The Reserve Bank of Australia (RBA) announced a substantial interest rate increase, reaching a 12-year high, in its latest policy decision. The RBA raised the cash rate by 25 basis points to 4.35%, marking the end of a four-month period of steady policy. The move was driven by concerns over persistently high inflation.
RBA Governor Michele Bullock acknowledged the risk that inflation might remain elevated for a prolonged period and left the door open for potential further monetary tightening. She stated, “Whether further tightening of monetary policy is required to ensure that inflation returns to target in a reasonable timeframe will depend upon the data and the evolving assessment of risks.”
This decision signaled a slight shift from the RBA’s October statement, which suggested that additional tightening “may be required.” Some market participants interpreted this change as an indication that the current rate hike could be the last in the current cycle.
In response to the rate increase, the Australian dollar dipped 0.4% to $0.6460, and bond futures saw a rally as investors adjusted their expectations regarding a potential December rate hike.
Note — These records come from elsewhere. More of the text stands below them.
PR #26, opened 2015-09-30
Kwu/python docs

kxwu:


index.rst
```diff
@@ -0,0 +1,29 @@
+.. ld_python_client documentation master file, created by
```
jkodumal: The .rst files are generated, correct? I don't think we want to check them in.

kxwu: I actually think they're not automatically generated. I had to make them using a separate command, and RTD says that it looks for a conf.py and any .rst files to build, rather than building them itself.

jkodumal:
Obsolete.

PR #27, opened 2015-10-07
Add additional requirements to manifest

pstreule:
Version 0.19.0 is currently broken without this change.


jkodumal:
Thanks for this! Our integration tests were pointing directly to a SHA, so we weren't adequately testing the v0.19.0 artifact.

PR #32, opened 2015-11-15
Support New Relic Annotations

albertyw:


jkodumal:
I set up NewRelic on our python integration test wrapper. I don't see any errors, but I'm not seeing custom attributes appearing on the transactions.

albertyw:
I changed the direct call to `annotate_transaction` into a decorator so that it would catch every case `toggle` is called, plus I added an extra integration test.  I believe it should hit NewRelic in your test wrapper now.

albertyw:
Should there be a Config option for whether NR is enabled?  Currently, the client will send data to NR if it's detected to be installed, but I can think of some contrived examples where a user has NR installed but wants to disable setting NR custom params.  I can also port this ability to the ruby-client.

jkodumal:
Hmm. Tried again today, and not seeing the data annotated in newrelic.

albertyw:
Not sure what the problem is then.  The integration tests are using `toggle` and not some other function right?  Also, the integration tests are submitting transactions to new relic right?  I believe the `add_custom_parameter` only works when the transaction is submitted.  How are the integration tests run?  I don't understand how `integration-harness` works.

Issue #35, opened 2015-12-29
Strict requirements are no fun


crempp:
Would it be possible to update the requirements.txt to not use strict (==) requirements? This has forced me to downgrade requests to 2.4.0.

jkodumal:
Certainly-- we can make that change.

witten:
Additionally, it's generally considered bad practice (especially for a library) to slurp in requirements.txt and use it for a setup.py's install_requires. Check out this article on the subject: https://caremad.io/2013/07/setup-vs-requirement/

pkaeding:
From my understanding, it looks like the objections raised in that article are around making sure that you do not have strict requirements in the setup.py, right?

So unless I'm misinterpreting something, it should be safe to relax the requirements in requirements.txt, and still reference that from setup.py.

witten:
That's certainly part of it, but the other part is that libraries specifically shouldn't include a requirements.txt at all, because they shouldn't have any strict/concrete requirements (and concrete requirements is the purpose of a requirements file). So it really would be more in the spirit of that article not to have a requirements.txt for your library, and put all abstract/non-strict requirements directly in your setup.py instead.

PR #36, opened 2015-12-29
Switch to using compatible requirements everywhere

jkodumal:


jkodumal:
Addresses #35

albertyw:
The current version of requests is 2.9.1 (http://docs.python-requests.org/en/latest/) and `requests~=2.4.0` will only allow versions `2.4.*`.  It would require more testing, but perhaps `requests>=2.4.0` is the way to go?

albertyw:
On second thought, until pytest is testing different package versions along with different python versions, it would also be a good idea to set a max version so that a backwards incompatible release doesn't break the client.  `requests` and `future` are pretty darn stable, but I'm not sure about `sseclient` and `CacheControl`.

albertyw:
looks good to me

Rob Thompson, a rates strategist at RBC Capital Markets, described the rate hike as “dovish” and highlighted that it did not necessarily signal an immediate need for further tightening. He suggested that the RBA might be taking a cautious approach, given the high threshold for additional rate increases.
Australia has experienced a significant rise in interest rates, with a total increase of 425 basis points since May of the previous year, marking one of the most aggressive tightening cycles in the RBA’s history.
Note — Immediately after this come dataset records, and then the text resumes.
PR #47, opened 2016-06-30
Add polling + indirect support for streaming

drichelson:
I tried to change as little as possible, but that didn't work. See comments in diff.
This is deployed to restwrappers and harness is running: https://circleci.com/gh/launchdarkly/integration-harness/1126


ldclient/client.py
```diff
@@ -156,18 +108,19 @@ def __init__(self, api_key, config=None):
         self._offline = False
```
jkodumal: One thing we did in the other refactorings like this is change offline mode to a configuration parameter rather than a modifiable state. This makes it a lot easier to reason about things, and it makes it the case that we don't have to lazily initialize the streaming connection.

ldclient/client.py
```diff
@@ -35,36 +39,50 @@ def __init__(self,
                  verify=True,
                  defaults=None,
                  events=True,
-                 stream_processor_class=None,
-                 feature_store_class=None,
-                 feature_requester_class=None,
+                 update_processor_class=None,
```
drichelson: This model of having an update processor + a feature requester is consistent with the other SDKs

ldclient/client.py
```diff
@@ -35,36 +39,50 @@ def __init__(self,
...
         self.base_uri = base_uri.rstrip('\\')
+        self.get_latest_features_uri = self.base_uri + GET_LATEST_FEATURES_PATH
         self.events_uri = events_uri.rstrip('\\')
         self.stream_uri = stream_uri.rstrip('\\')
-        self.stream = stream
-        self.stream_processor_class = RequestsStreamProcessor if not stream_processor_class else stream_processor_class
-        self.feature_store_class = InMemoryFeatureStore if not feature_store_class else feature_store_class
+        self.stream_features_uri = self.stream_uri + STREAM_FEATURES_PATH
+
+        if update_processor_class:
```
drichelson: you can manually set the update processor class (ie twisted)- if so, the stream param is ignored.

ldclient/client.py
```diff
@@ -79,73 +97,7 @@ def default(cls):
         return cls()
 
 
-class InMemoryFeatureStore(FeatureStore):
```
drichelson: Moved to its own file

ldclient/twisted_impls.py
```diff
@@ -22,40 +22,33 @@ def __init__(self, api_key, config):
...
                 defer.returnValue(None)
 
         return run(True)
 
     @defer.inlineCallbacks
-    def _toggle(self, key):
+    def _get_all(self):
         hdrs = _headers(self._api_key)
-        uri = self._config.base_uri + '/api/eval/features/' + key
+        uri = self._config.get_latest_features_uri
```
drichelson: I moved all the uri paths to 'constants' in one file.

testing/test_integration.py
```diff
@@ -30,18 +30,10 @@ def fin():
     return server
 
 
-def test_toggle(server):
-    server.add_feature("foo", feature("foo", "jim")['foo'])
-    client = LDClient("apikey", Config(base_uri=server.url, events_uri=server.url))
-    wait_until(lambda: client.toggle("foo", user('xyz'), "blah") == "jim")
-
-
-def test_sse_init(server, stream):
```
drichelson: this is tested by test_toggle, and a bunch of times in the integration harness as well

testing/test_integration_twisted.py
```diff
@@ -29,14 +29,6 @@ def fin():
     request.addfinalizer(fin)
     return server
 
-
-@pytest.inlineCallbacks
-def test_toggle(server):
```
drichelson: this is tested by test_toggle, and a bunch of times in the integration harness as well

ldclient/twisted_redis.py
```diff
@@ -9,7 +9,14 @@ def create_redis_ldd_processor(api_key, config, store, **kwargs):
     return TwistedRedisLDDStreamProcessor(store, **kwargs)
 
 
-class TwistedRedisLDDStreamProcessor(StreamProcessor):
+class TwistedRedisLDDStreamProcessor(UpdateProcessor):
```
drichelson: Do we need this? It seems like this should be a RedisFeatureStore, not a Redis stream processor..

drichelson:
This is passing against restwrappers running locally, but is failing on Circle. I'm investigating, but I believe all this code to be correct.

ldclient/client.py
```diff
@@ -79,95 +100,33 @@ def default(cls):
...
-        try:
-            self._lock.rlock()
-            return self._initialized
-        finally:
-            self._lock.runlock()
-
-
 class LDClient(object):
-
     def __init__(self, api_key, config=None):
```
jkodumal: Can we add an option (as we have in go) to wait for initialization? That would get rid of the ugly `sleep` in thet demo code.

ldclient/twisted_redis.py
jkodumal: Indeed, I think this should be refactored into a RedisFeatureStore.

demo/demo.py
```diff
@@ -1,7 +1,25 @@
...
-    client = LDClient(apiKey)
+    apiKey = 'your api key'
+    config = Config(stream=False)
+    client = LDClient(apiKey, config)
+    user = {u'key': 'userKey'}
+    time.sleep(5)
+    print(client.toggle("update-app", user, False))
     print(client.api_key)
+
+    client._stop_consumers()
```
jkodumal: Wondering if you tested whether this will exit cleanly? On other platforms we've had issues with daemon threads so it's a good thing to check.

ldclient/client.py
```diff
@@ -35,41 +40,57 @@ def __init__(self,
...
-                 stream_processor_class=None,
-                 feature_store_class=None,
-                 feature_requester_class=None,
-                 consumer_class=None):
+                 update_processor_class=None,
+                 poll_interval=1,
+                 use_ldd=False,
+                 feature_store=InMemoryFeatureStore(),
+                 feature_requester_class=FeatureRequesterImpl,
+                 consumer_class=None,
```
jkodumal: Can we rename this to `event_consumer_class`?

ldclient/client.py
```diff
@@ -35,41 +40,57 @@ def __init__(self,
...
-        :type feature_requester_class: (str, Config) -> FeatureRequester
+        :type feature_requester_class: (str, Config, FeatureStore) -> FeatureRequester
         :param consumer_class: A factory for an EventConsumer implementation taking the event queue, api key, and config
         :type consumer_class: (queue.Queue, str, Config) -> EventConsumer
         """
         if defaults is None:
             defaults = {}
 
         self.base_uri = base_uri.rstrip('\\')
+        self.get_latest_features_uri = self.base_uri + GET_LATEST_FEATURES_PATH
```
jkodumal: This (and the stream uri) look to be concerns that are exclusive to their respective `UpdateProcessor` implementations. Can we move this logic there instead of leaving it in the general configuration?

ldclient/client.py
jkodumal: No changes, correct?

ldclient/client.py
jkodumal: In LDD mode there should not be an update processor-- check the Go code for the logic.

ldclient/polling.py
```diff
@@ -0,0 +1,34 @@
...
+                elapsed = time.time() - start_time
+                if elapsed < self._config.poll_interval:
+                    time.sleep(self._config.poll_interval - elapsed)
+
+    def initialized(self):
+        return self._running and self._store.initialized
+
+    def stop(self):
+        log.debug("Stopping PollingUpdateProcessor")
+        self._running = False
```
jkodumal: this won't stop anything-- you never check whether we should be running in the while loop

jkodumal:
I would recommend updating `version.py` now as part of this refactoring.

ldclient/polling.py
```diff
@@ -0,0 +1,34 @@
...
+
+class PollingUpdateProcessor(Thread, UpdateProcessor):
+    def __init__(self, api_key, config, requester, store):
+        Thread.__init__(self)
+        self.daemon = True
+        self._api_key = api_key
+        self._config = config
+        self._requester = requester
+        self._store = store
+        self._running = False
```
jkodumal: I don't *think* there are any implications of this, and I notice we use the same pattern in the `StreamProcessor`, but this doesn't look thread safe to me.

ldclient/requester.py
```diff
@@ -1,104 +1,44 @@
...
-        elif msg.event == 'delete':
-            key = payload['path'][1:]
-            # noinspection PyShadowingNames
-            version = payload['version']
-            store.delete(key, version)
-        else:
-            log.warning('Unhandled event in stream processor: ' + msg.event)
-
-
 class RequestsEventConsumer(Thread, EventConsumer):
```
jkodumal: Can we move this class out to its own file? It's a separate concern from feature flag requests, and it's more in line with the other implementations to push this into a different file.

ldclient/client.py
drichelson: These are also accessed in the twisted implementations, so I think we should leave them here.

ldclient/client.py
drichelson: correct

ldclient/polling.py
drichelson: The while loop will break out when self._running is set to False, but it won't interrupt a loop in progress.

jkodumal: Oh, of course. I missed that.

demo/demo.py
drichelson: Can you be more specific? do you mean does the app actually stop when you hit ctrl-c?

ldclient/polling.py
drichelson: Do you mean that the modification of self._running is not done under a lock?

demo/demo.py
jkodumal: Yes, exactly



		_____________________________

drichelson: well, handling something like ctrl-c is outside the scope of this library. I can tell you that calling this method will cleanly shut down the client.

This decision comes as inflation in Australia exceeded expectations in the third quarter, with consumer price inflation reaching 5.4%, well above the RBA’s long-term target range of 2-3%. Bullock noted that the RBA’s inflation forecasts had been revised upward to 3.5% by the end of 2024, from 3.3%, and that inflation was expected to only reach the upper end of the target range by the end of 2025.
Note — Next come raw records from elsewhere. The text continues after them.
PR #52, opened 2016-08-08
Allow blank user key when evaluating flags. Fix redis all()

drichelson:
Allow blank user key when evaluating flags. Fix redis all()


jkodumal:
👍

Australia’s central bank finds itself in a unique position, as it is among the few developed world central banks still pursuing a tightening monetary policy. In contrast, markets believe that central banks in the United States, Canada, and Europe have already reached the peak of their rate hikes.
The RBA’s decision to raise rates reflects its desire to address sticky inflation, particularly in the service sector, while also addressing the resurgence in house prices and the historically low unemployment rate, which remains at 3.6%. The central bank had been willing to accept a slower decline in inflation to maintain full employment, an economic achievement not seen since the 1950s.